#### RECORDS FOR PROCESSING
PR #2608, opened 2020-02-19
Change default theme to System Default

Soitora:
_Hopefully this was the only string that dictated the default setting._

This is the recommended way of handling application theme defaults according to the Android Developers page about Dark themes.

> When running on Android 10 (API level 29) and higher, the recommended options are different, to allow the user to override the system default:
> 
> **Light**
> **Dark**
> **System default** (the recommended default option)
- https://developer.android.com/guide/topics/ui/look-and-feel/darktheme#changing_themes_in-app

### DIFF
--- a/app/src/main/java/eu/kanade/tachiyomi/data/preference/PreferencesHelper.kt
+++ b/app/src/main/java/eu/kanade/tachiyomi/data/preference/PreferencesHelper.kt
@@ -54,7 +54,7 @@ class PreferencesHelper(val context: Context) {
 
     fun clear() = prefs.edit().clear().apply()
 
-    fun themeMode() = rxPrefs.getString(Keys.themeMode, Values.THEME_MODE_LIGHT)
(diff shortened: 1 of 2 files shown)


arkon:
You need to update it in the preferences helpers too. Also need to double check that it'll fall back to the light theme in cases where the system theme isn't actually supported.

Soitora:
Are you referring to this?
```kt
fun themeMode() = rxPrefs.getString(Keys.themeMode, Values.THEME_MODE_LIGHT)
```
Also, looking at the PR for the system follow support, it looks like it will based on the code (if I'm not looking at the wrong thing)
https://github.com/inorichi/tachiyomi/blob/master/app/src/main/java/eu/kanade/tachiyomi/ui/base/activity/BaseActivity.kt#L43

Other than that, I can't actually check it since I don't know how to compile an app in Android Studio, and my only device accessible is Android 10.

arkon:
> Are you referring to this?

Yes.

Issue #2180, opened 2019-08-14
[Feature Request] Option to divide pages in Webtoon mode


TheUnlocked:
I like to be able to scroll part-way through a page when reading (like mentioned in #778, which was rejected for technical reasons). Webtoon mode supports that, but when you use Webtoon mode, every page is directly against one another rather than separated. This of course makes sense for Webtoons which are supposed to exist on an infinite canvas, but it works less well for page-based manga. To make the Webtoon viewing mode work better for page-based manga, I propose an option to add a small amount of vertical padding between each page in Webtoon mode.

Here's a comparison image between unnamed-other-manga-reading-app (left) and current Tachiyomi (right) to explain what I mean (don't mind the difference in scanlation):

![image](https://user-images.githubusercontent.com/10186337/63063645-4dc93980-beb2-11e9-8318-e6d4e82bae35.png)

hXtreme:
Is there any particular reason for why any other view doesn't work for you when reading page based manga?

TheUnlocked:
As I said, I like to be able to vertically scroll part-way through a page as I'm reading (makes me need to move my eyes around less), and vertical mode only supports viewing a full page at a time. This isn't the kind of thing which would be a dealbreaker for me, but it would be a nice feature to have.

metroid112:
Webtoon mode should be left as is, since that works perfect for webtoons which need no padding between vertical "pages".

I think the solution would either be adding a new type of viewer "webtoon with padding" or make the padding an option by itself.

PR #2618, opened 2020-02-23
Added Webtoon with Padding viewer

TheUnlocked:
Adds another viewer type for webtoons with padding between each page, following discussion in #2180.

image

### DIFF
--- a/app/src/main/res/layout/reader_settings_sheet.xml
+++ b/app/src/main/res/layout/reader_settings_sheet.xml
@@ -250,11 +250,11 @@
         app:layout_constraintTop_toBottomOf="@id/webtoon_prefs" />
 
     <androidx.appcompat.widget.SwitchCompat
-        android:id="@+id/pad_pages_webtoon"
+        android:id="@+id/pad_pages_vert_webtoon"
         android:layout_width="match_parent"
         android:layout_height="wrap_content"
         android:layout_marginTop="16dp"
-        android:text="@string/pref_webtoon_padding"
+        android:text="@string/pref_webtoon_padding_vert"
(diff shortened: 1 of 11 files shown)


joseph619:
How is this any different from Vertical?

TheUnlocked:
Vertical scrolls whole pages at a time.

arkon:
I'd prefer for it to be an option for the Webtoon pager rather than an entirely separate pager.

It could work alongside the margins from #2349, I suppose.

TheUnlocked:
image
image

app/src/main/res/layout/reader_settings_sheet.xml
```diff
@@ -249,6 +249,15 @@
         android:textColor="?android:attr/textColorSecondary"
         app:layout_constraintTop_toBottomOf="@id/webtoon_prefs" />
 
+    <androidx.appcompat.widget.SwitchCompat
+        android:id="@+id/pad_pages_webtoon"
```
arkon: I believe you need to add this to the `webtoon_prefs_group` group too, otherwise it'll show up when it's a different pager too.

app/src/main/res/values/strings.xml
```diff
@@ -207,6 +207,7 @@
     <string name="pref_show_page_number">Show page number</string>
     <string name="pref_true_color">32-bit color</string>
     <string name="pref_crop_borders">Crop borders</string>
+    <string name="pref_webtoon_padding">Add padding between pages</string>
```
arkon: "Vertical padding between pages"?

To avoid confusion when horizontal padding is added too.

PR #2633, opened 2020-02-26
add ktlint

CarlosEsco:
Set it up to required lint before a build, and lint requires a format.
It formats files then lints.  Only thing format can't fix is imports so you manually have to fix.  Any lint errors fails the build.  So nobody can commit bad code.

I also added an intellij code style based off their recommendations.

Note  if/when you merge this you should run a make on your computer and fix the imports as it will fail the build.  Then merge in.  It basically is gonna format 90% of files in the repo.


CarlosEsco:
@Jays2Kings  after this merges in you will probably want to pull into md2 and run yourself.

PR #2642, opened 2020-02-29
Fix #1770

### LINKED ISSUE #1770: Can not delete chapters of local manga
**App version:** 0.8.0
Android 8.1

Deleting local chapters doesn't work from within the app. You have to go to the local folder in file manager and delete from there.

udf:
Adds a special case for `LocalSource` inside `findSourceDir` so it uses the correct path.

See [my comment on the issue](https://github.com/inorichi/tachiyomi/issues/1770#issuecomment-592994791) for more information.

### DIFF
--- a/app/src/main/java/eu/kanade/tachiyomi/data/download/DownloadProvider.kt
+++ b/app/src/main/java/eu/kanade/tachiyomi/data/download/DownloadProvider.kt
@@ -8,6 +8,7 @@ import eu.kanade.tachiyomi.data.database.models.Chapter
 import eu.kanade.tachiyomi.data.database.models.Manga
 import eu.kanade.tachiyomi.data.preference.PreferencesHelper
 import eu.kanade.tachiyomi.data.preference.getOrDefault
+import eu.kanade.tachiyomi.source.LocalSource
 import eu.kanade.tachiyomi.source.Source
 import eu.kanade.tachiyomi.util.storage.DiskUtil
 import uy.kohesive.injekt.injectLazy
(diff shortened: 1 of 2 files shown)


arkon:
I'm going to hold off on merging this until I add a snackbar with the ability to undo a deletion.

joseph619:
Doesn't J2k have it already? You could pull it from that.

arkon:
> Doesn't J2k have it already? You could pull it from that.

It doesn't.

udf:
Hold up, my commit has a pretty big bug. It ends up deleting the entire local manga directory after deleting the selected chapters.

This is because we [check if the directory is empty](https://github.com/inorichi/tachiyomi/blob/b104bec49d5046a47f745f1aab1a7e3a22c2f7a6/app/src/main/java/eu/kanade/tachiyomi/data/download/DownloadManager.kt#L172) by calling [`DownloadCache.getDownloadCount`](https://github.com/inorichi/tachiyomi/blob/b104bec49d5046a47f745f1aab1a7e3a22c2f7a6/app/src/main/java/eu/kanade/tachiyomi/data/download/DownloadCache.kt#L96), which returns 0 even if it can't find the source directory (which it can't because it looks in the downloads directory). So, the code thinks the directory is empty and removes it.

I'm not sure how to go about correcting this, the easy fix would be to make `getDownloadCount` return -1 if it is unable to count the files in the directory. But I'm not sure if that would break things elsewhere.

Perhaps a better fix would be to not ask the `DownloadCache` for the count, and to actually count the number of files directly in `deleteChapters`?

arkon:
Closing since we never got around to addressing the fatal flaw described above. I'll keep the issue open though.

#### WORK TO COMPLETE
Once you have found every line in the listing that holds the string "rxPrefs", copy each of them.

#### RESPONSE
-    fun themeMode() = rxPrefs.getString(Keys.themeMode, Values.THEME_MODE_LIGHT)
fun themeMode() = rxPrefs.getString(Keys.themeMode, Values.THEME_MODE_LIGHT)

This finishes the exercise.